United Kingdom: Use-It-or-Lose-It Policy
The UK’s North Sea Transition Authority enforces firm work commitments. Licences can be terminated or partially relinquished when operators fail to proceed with required wells or development milestones, and under-developed acreage is re-offered in subsequent rounds.

Uganda, Kenya, Angola
These African jurisdictions have embedded relinquishment and termination provisions in their regulatory frameworks, and states have reclaimed acreage when work programmes lag. Uganda insists on adherence to field development plans; Kenya uses a formal “show cause” process before termination; Angola’s post-2019 reforms shortened exploration windows and clarified relinquishment rules.

These examples show the legal logic behind licence withdrawal is consistent worldwide:

  • failure to execute the minimum work programme;

  • failure to demonstrate financial capacity (including guarantees);

  • breach of licence conditions or timelines;

  • non-payment of fiscal obligations.

Nigeria’s Petroleum Industry Act contains these powers explicitly. The issue is not whether the law allows revocation, but how consistently regulators apply it.

Why Senegal’s Move Should Unsettle Nigeria’s Upstream Status Quo

Senegal’s COS decision sends a message that resonates far beyond Dakar: access to acreage is no longer a substitute for the capacity to develop it.

For Nigeria, where idle licences have quietly become an accepted feature of the upstream landscape, the implications are uncomfortable but unavoidable:

  • capital markets discount Nigerian assets when development timelines are uncertain;

  • serious operators hesitate to farm-in where enforcement is weak;

  • the state loses years of production and revenue while acreage sits dormant.

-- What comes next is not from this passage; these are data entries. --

PR #855, opened 2026-07-02
feat(observability): honest health surface — PSI/CPU status + per-CC-slot RSS

WingedGuardian:
## Thread 2 — honest health surface (PSI/CPU) + per-CC-slot RSS

Makes the dashboard container-health badge tell the truth, and adds per-session
memory visibility with a leak alert. Two clean commits on one branch (they touch
overlapping files).

### Background
Investigation found the container has **no memory problem** — memory PSI = 0,
anon ~40%, ~21 GB OOM headroom; the climbing `memory.high` counter is benign
page-cache reclaim. So this is a small, additive honesty/visibility improvement,
**not** a fix, and it adds **no** auto-degrade behavior (per the no-auto-throttle
design principle).

### Commit 1 — health-surface honesty (`6a262f75`)
- `_collect_cpu_usage()` derives status from the existing `used_pct` (healthy
  <80 / degraded 80–95 / error >95) instead of hardcoding `"healthy"`. Not
  loadavg (loadavg counts I/O wait and misrepresents CPU).
- New `_read_psi()` reads `/sys/fs/cgroup/{cpu,memory}.pressure`; PSI surfaced on
  both blocks. `memory_status()` = worse of anon% (85/95) and sustained memory
  PSI (`full_avg60` >10% → degraded / >30% → down) — benign reclaim (PSI 0) never
  alarms.
- Dashboard `containerSemantic()`: CPU added as a 3rd worst-of dimension; memory
  reason reports PSI when it's the driver. `resources.py`: PSI surfaced; memory
  status `critical` → `down` (canonical vocabulary; the value was unconsumed).

### Commit 2 — per-CC-slot RSS + leak alert (`0711dd68`)
- New stdlib leaf `observability/cc_slots.py`: `enumerate_cc_slots()` walks
  `/proc` for `claude` processes tagged `GENESIS_SLOT` and reads VmRSS. Same-uid
  `/proc` reads (work despite `ptrace_scope=1`, which gates ATTACH not READ).
- Infra snapshot + `/api/genesis/resources` + the dashboard Container card show
  per-slot RSS.
- `awareness/loop.py::_check_cc_slot_memory` — WARN 4 GB / CRIT 6 GB on the main
  `claude` RSS (normal ~0.7–1 GB). Mirrors `_check_wal_health`; creates a
  `type=infrastructure_alert` observation that rides the existing
  critical-observations job → Telegram (CRIT) / morning report (WARN). Runs
[...]

PR #873, opened 2026-07-03
fix(dashboard): honest memory GB label — stop pairing 47% with cache-inflated 32/36 GB

WingedGuardian:
## Problem
The dashboard health widget showed **Memory 47%** next to **32/36 GB** — a contradiction (32/36 ≈ 89%).

They measured different things:
- **47%** = `anon_pct` = non-reclaimable memory (anon + kernel) ÷ limit — the honest OOM signal.
- **32/36 GB** = cgroup `memory.current` ÷ `memory.max` — **includes ~16 GB of reclaimable page cache**.

`#855` (honest health surface) correctly switched the **percentage and bar** to `anon_pct`, but left the **GB label** at `genesis_dashboard.html:5156` still reading `current_gb` — so the honest % ended up paired with the cache-inflated absolute. (Before #855 they agreed at ~87%; the fix updated one half.)

It was never a real memory problem — the container had ~20 GB genuinely available; the extra "used" was reclaimable cache the kernel drops on demand.

## Fix
Show honest non-reclaimable used GB (`anon_gb + kernel_gb`, which matches `anon_pct`) instead of `current_gb`, with a tooltip noting GB available and that `memory.current` includes reclaimable cache. Falls back to `current_gb` if the breakdown is unavailable. One-line template change; the snapshot already exposes every field used.

## Verification
`anon_gb+kernel_gb` ≈ 16 GB → **"16/36 GB" next to 47%** (consistent). Node-checked both the normal and fallback expressions; confirmed all fields (`anon_gb`, `kernel_gb`, `current_gb`, `limit_gb`, `available_gb`) are set by the infrastructure snapshot.

### DIFF
--- a/src/genesis/dashboard/templates/genesis_dashboard.html
+++ b/src/genesis/dashboard/templates/genesis_dashboard.html
@@ -5153,7 +5153,8 @@
                          :style="(() => { const p = $store.genesisDashboard.health.infrastructure.container_memory.anon_pct ?? $store.genesisDashboard.health.infrastructure.container_memory.used_pct ?? 0; return 'width:' + p + '%; background:' + (p > 85 ? '#d9534f' : p > 75 ? '#f0ad4e' : '#4caf50'); })()"></div>
                   </div>
                   <span style="font-size:0.7rem; color:var(--color-text-secondary); white-space:nowrap;"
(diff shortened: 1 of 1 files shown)


WingedGuardian:
Structural review: CLEAN — no pattern violations found. (Single HTML template change; Python-specific rules not applicable.)

---

PR #984, opened 2026-07-10
fix(autonomy): atomic dispatch claim + refuse-taxonomy (F2 duplicate execution)

WingedGuardian:
## Summary

Fixes **F2 (duplicate task execution)** from the 2026-07-02 audit. The autonomy dispatcher could execute a task more than once. Two root causes plus the real harm:

- **Bug A — no atomic claim.** Path 1 spawned `execute()` guarded only by an in-memory `_dispatched` set; `execute()` read `current_phase` once and `_transition` wrote it back unconditionally, so two overlapping dispatches could both run.
- **Bug B — Path 1b re-fired every 120s.** A blocked task with an approved, unconsumed approval was re-dispatched on every poll with no effective in-flight guard.
- **The harm — completed-refresh hole.** `execute()`'s phase branch treated any non-resumable phase (completed / synthesizing / delivering / retrospective) as a fresh run, so a stacked re-dispatch that landed after the first finished re-ran the whole task — re-pushing branches, re-notifying.

## The fix

- **`TaskPhase.DISPATCHING`** transient phase + transitions (`PENDING→DISPATCHING→OBSERVING`; `DISPATCHING→PENDING` for reaper reset).
- **`task_states.claim_for_dispatch()`** — one guarded `UPDATE … WHERE current_phase='pending'`, stamps `updated_at`, returns True only for the winner.
- **`execute()` phase taxonomy** (decided up front, claim after the plan read): `pending`→atomic claim; RESUMABLE {executing, verifying, blocked, **paused**}→resume from persisted steps; RESTARTABLE {observing, reviewing, planning}→safe fresh re-run; everything else (completed / tail phases / dispatching / terminal)→refuse with `task.dispatch_claim_lost`.
- **`_transition()` now stamps `updated_at`** (it never did) — the reaper relies on it and it also fixes `list_active`/dashboard recency ordering.
- **`recover_stale_dispatching()` reaper** resets claims stranded by a crash; wired at startup (before `recover_incomplete`) and on the dispatch poll with its own `task_dispatch_reaper` job-health key.
- **Dispatcher `_dispatch_inflight` guard** — populated before the semaphore acquire, so Path 1b also covers a dispatch still *queued* on the single-worker semaphore (the window where `_active_tasks` isn't set yet). `recover_incomplete` leaves crashed tail-phase tasks for review instead of a guaranteed-refusal dispatch.
- **Dashboard** color for the transient `dispatching` phase.

No DB migration (`current_phase` is `TEXT`, no CHECK).

## Verification (repro-test-first)

- 18 targeted WS-C tests (claim atomicity, one-execution under overlap, completed/tail/dispatching refusal, restartable-phase fresh re-run, **paused resume without redoing completed work + re-pause on resume**, reaper reset/spare, Path 1b queued-window guard, transitions).
- **E2E integration test**: real `TaskDispatcher._guarded_execute` + real executor + real `Semaphore` + real claim — two overlapping dispatches run the task exactly once.
- Full `test_autonomy/` suite green (**1020 passed**); executor dir 418; ruff clean.

## Review history

Two Claude inline review rounds each caught real defects, both fixed with regression tests: (1) the initial refuse-taxonomy wrongly orphaned `paused`/`observing`/`reviewing`/`planning` recovery — narrowed to a restartable set; (2) the Path 1b guard's semaphore blind spot — closed with `_dispatch_inflight`; (3) paused tasks were re-run fresh (silently redoing completed steps + re-spending cost) — now resumed. Commits are kept separate for that history.

Live-core change → single execution and the reaper reset are verified pre-merge; a live-server E2E (submit a queued task, observe single execution + dashboard `dispatching`) will run post-deploy.

### DIFF
--- a/src/genesis/autonomy/dispatcher.py
+++ b/src/genesis/autonomy/dispatcher.py
@@ -44,6 +44,15 @@ _TERMINAL_PHASES = frozenset({
     TaskPhase.CANCELLED.value,
 })
 
+# Non-resumable tail phases: a task that crashed here cannot be safely re-run
+# from scratch (execute() refuses them), so crash recovery leaves them for
+# review instead of spawning a guaranteed-refusal dispatch.
+_NON_RESUMABLE_TAIL = frozenset({
+    TaskPhase.SYNTHESIZING.value,
+    TaskPhase.DELIVERING.value,
+    TaskPhase.RETROSPECTIVE.value,
+})
+
 
 def _validate_plan_path(path_str: str) -> Path:
     """Validate that a plan path is under allowed directories.
@@ -276,6 +285,12 @@ class TaskDispatcher:
             if phase != TaskPhase.BLOCKED.value:
                 continue
 
+            # Bug B guard: if this task is already executing in-process, don't
+            # stack another dispatch. Without this a blocked+approved task
+            # re-fires every cycle until execute() consumes the approval.
+            if task_id in self._executor._active_tasks:
+                continue
+
             # Check if there's an approved-but-unconsumed approval for this task
             try:
                 cursor = await self._db.execute(
@@ -439,6 +454,18 @@ class TaskDispatcher:
                     logger.info("Found blocked task %s, re-notifying", task_id)
                     self._dispatched.add(task_id)
                     recovered += 1
+                continue
+
+            # Non-resumable tail phase (crashed mid synth/deliver/retro):
+            # execute() would refuse a fresh re-run, so leave it for review
+            # instead of spawning a guaranteed-refusal dispatch.
+            if phase in _NON_RESUMABLE_TAIL:
+                logger.info(
+                    "Found task %s stuck in tail phase %s, leaving for review",
+                    task_id, phase,
+                )
+                self._dispatched.add(task_id)
+                recovered += 1
                 continue
 
             # Re-dispatch executing/reviewing/planning/etc tasks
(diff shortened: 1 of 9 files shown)


WingedGuardian:
## First-pass code review — PR #984

### Structural Review

**WARNING** — `src/genesis/runtime/init/tasks.py`: duplicate import alias for the same module.

`task_states` is imported twice within `init()` under two different aliases:

```python
# Inside the try: block (crash-recovery section):
from genesis.db.crud import task_states as _task_states

# Outside the try:, just before _dispatch_poll_loop is defined:
from genesis.db.crud import task_states as _task_states_poll
```

Python closures capture variables by name from the enclosing scope; `_dispatch_poll_loop` can access `_task_states` directly without a second import. The second import is redundant. Suggested fix: drop `_task_states_poll` and rename the two references inside `_dispatch_poll_loop` to `_task_states`.

---

No other pattern violations found (no `nohup`, no direct `task_states` table inserts, no `/tmp/` usage, no bare `except:`, no mutable defaults, no raw SQL outside the crud module).

**CLEAN** — No API keys, private IPs, SSH keys, credentials, or hardware identifiers found in added lines. PR title and description contain no PII-leak language, security-incident references, or private infrastructure identifiers.

---

WingedGuardian:
Addressed the P2 (paused tasks delivering without an explicit resume after recovery) in `609dc5d2`: extracted the pause-wait logic into a shared `_honor_pause()` helper and added a pre-VERIFYING pause gate, so a task paused with no remaining steps stays paused across a restart until resumed. Tasks with remaining steps are unaffected (the last per-step checkpoint already cleared the pause). Regression test `test_paused_at_verify_boundary_stays_paused` added; full `test_autonomy/` suite green.

WingedGuardian:
Structural WARNING (duplicate `task_states` import alias in `init/tasks.py`) fixed in `bb892b3c`: hoisted a single `as _task_states` import before the crash-recovery try (unconditionally bound for the poll closure) and dropped the `_task_states_poll` alias. Wiring test + ruff green.

PR #985, opened 2026-07-10
fix(dashboard): event-log severity select shows the active filter on load

WingedGuardian:
Follow-up to #981. The Event Log's severity `<select>` displayed **DEBUG+** while the page was actually filtering **INFO+**: Alpine applies `x-model`'s initial value before the `x-for`-rendered options exist, so the select fell back to showing its first option. The old `debug` default coincidentally matched the first option, which is why this was invisible until #981 changed the default.

The option list is a hardcoded five-entry set, so render the `<option>` tags statically (letting `x-model` sync correctly on init) and drop the now-unused `severityOptions` getter. Caught by post-deploy live verification: store said `info` and the feed was heartbeat-free, but the combobox showed DEBUG+ selected.

One file, template-only. `tests/test_dashboard/test_logs_api.py` passing.

### DIFF
--- a/src/genesis/dashboard/templates/genesis_logs.html
+++ b/src/genesis/dashboard/templates/genesis_logs.html
@@ -230,15 +230,6 @@
                   "perception", "learning", "inbox", "reflection", "providers", "web", "outreach", "dashboard"];
         },
 
-        get severityOptions() {
-          return [
-            { value: "debug", label: "DEBUG+" },
-            { value: "info", label: "INFO+" },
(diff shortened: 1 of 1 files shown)


WingedGuardian:
**Structural review:** SKIPPED — template-only change (single HTML file, no Python).

**PII/Secrets/Wording scan:** CLEAN — no credentials, private IPs, personal emails, private hostnames, or sensitive wording in the diff or PR metadata.

---

PR #986, opened 2026-07-10
fix(memory): faceting parity on embedding recovery + real created_at for FTS-only rows

WingedGuardian:
## What

Two related memory-retrieval correctness fixes (one concern: `memory_metadata` parity).

### D3 — recovered memories keep their faceting filters
`EmbeddingRecoveryWorker.drain_pending` rebuilt the Qdrant payload of a memory that was stored FTS5-only during an embedding outage, but **dropped its `wing`/`room`/`life_domain`** — so the re-embedded point was silently excluded from every faceted (`wing=`/`room=`/`life_domain=`) recall, because Qdrant `must` filters exclude points that lack the key.

Recovery now restores them:
- **wing/room** ← `memory_metadata` (written by `create_metadata` in the same `store()` that enqueued the pending row, so it's present at drain time)
- **life_domain** ← the `life_domain:` tag `store.py` appends (not a metadata column)
- **project_type** stays absent — it is never persisted on this path (metadata/pending/tags); documented + follow-up filed, not a regression this introduces

Also drops a stray `memory_id` payload key the normal write path never sets.

### D4 — keyword-only results are no longer ranked as artificially fresh
`_compute_activations` gave FTS-only rows (no Qdrant hit) `created_at = now_str`, yielding `recency = exp(0) = 1.0` (max freshness) and a phantom age of 0 in the MEM-005 entrenchment metric. It now batch-fetches their real `created_at` from `memory_metadata` (NOT NULL there); legacy FTS ghosts with no metadata row keep the `now_str` fallback. Guarded to skip the async call when there are no FTS-only rows.

## How
- New crud helpers `memory.get_taxonomy` + `memory.batch_created_at` (mirror `memory_links.batch_link_counts`).

## Tests / verification
- 63/63 targeted tests green; RED-proven (both fixes fail without the change).
- Independent code review: clean, no correctness findings.
- **Live E2E vs real Qdrant** (scratch collection): the recovered point carried wing/room/life_domain and a `wing=` filter surfaced it, while a keyless control point was excluded.

### DIFF
--- a/CHANGELOG.md
+++ b/CHANGELOG.md
@@ -59,6 +59,15 @@ Versioning follows Genesis release stages (v3.0a → v3.0b → v3.1 → v4.0a…
 
 ### Fixed
 
+- **Memories recovered after an embedding outage keep their wing/room/life_domain
+  filters, and keyword-only results are no longer ranked as artificially fresh.**
+  When the embedding provider was down, memories were stored keyword-only and
+  re-embedded on recovery — but the rebuilt vector dropped its wing/room/life_domain
+  tags, so it silently vanished from any domain-scoped ("wing=…") recall. Recovery
+  now restores those fields. Separately, keyword-only memories were being scored as
+  if created just now (maximum freshness), letting old notes outrank genuinely recent
+  ones; they now use their real creation time.
+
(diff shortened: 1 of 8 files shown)


WingedGuardian (commented):

---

If Nigeria is serious about reversing production decline and restoring upstream credibility, the path is clear: licences must belong to those who can drill, not merely those who can acquire.

Senegal has now demonstrated that this principle can be enforced. The question is whether Nigeria is prepared to do the same — not just in policy rhetoric, but in consistent regulatory action.